BEGIN RECORDS SHOWN

PR #1136, opened 2019-02-14
Re-enabling conjunction single clause optimization conditionally

abhinavdangeti:
If the conjunction query had a single clause, and this single clause
were to be a match-none searcher, do not apply the optimization
of returning the single searcher itself. This is because if the
conjunction query were a boolean query's must, then when the boolean
searcher is being initialized, it's must searcher would be reset to
nil - there by dropping what could have played a relevant role.

### DIFF
--- a/search/query/conjunction.go
+++ b/search/query/conjunction.go
@@ -73,6 +73,16 @@ func (q *ConjunctionQuery) Searcher(i index.IndexReader, m mapping.IndexMapping,
 
 	if len(ss) < 1 {
 		return searcher.NewMatchNoneSearcher(i)
+	} else if len(ss) == 1 {
+		// If the single searcher within this conjunction query happens to
+		// be a match none, do not apply this optimization - as in the case
+		// where this conjunction query is a boolean query's must, when the
+		// boolean searcher is being initialized, it's must searcher would
+		// be reset to nil - there by dropping what could have played a
+		// relevant role.
+		if _, ok := ss[0].(*searcher.MatchNoneSearcher); !ok {
+			return ss[0], nil
+		}
 	}
 
 	return searcher.NewConjunctionSearcher(i, ss, options)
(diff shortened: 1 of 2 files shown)


abhinavdangeti:
Not a very big fan of this change here, but I thought I'd push it up so I can get another opinion or two.

steveyen:
hmm, I'm a bit worried, from my past history on this, that I don't fully understand this area now (if ever!) well enough.  That is, the last few PR's here all seemed completely plausible to me, and they ended up being reverted.  This PR also seems pretty plausible to me too -- but I'm kinda feeling that I've seen this movie (and the followup movie sequels) before.  Clutching my $15 a bit more closely.

Apologies, as not sure how to express this in a way to give you more actionable feedback -- e.g., "please address X, Y and Z and then we ought to be good"

mschoch:
Please see this commit, to gain some understanding of what is going on...

https://github.com/blevesearch/bleve/commit/f391b991c20f02681bacd197afc6d8aed444e132

The issue had to do with compatibility with Elasticsearch for query strings (but ES showed different behavior when you manually built a boolean query to do the same thing).  The issue we observed was that these 2 queries would behave differently:

+stopword

+wordnotinthedictionary

You might expect these to behave the same, since in both cases you said MUST for something that isn't there.  But, what we observed was that +stopword is handled differently.  I guess that thinking was that +stopword means you asked for something logically not possible, whereas +wordnotinthedictionary is possible, but just happens to not be used.

My concern reading this change, is that it seems very similar, but operates on boolean queries regardless of if they originated as a query string, and my recollection was that we saw that behave differently.

So, I'd say I'm -1 on this for now until someone can clear all this up.

steveyen:
Thanks for the pointers & backstory

> My concern reading this change, is that it seems very similar, but operates on boolean queries regardless of if they originated as a query string

Indeed -- after pointing that out, I now can't "un-see" that observation too!

PR #1138, opened 2019-02-19
dict cmd additions

sreekanth-cb:
-exposing 1hit count and total term info
-exposing postings size and cardinality (should this be a separate cmd)

### DIFF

END RECORDS SHOWN

:: WHAT NEEDS TO BE DONE ::
Every line above that holds the word "optimization" needs to be copied.

:: EXERCISE RESPONSE ::
Re-enabling conjunction single clause optimization conditionally
were to be a match-none searcher, do not apply the optimization
+		// be a match none, do not apply this optimization - as in the case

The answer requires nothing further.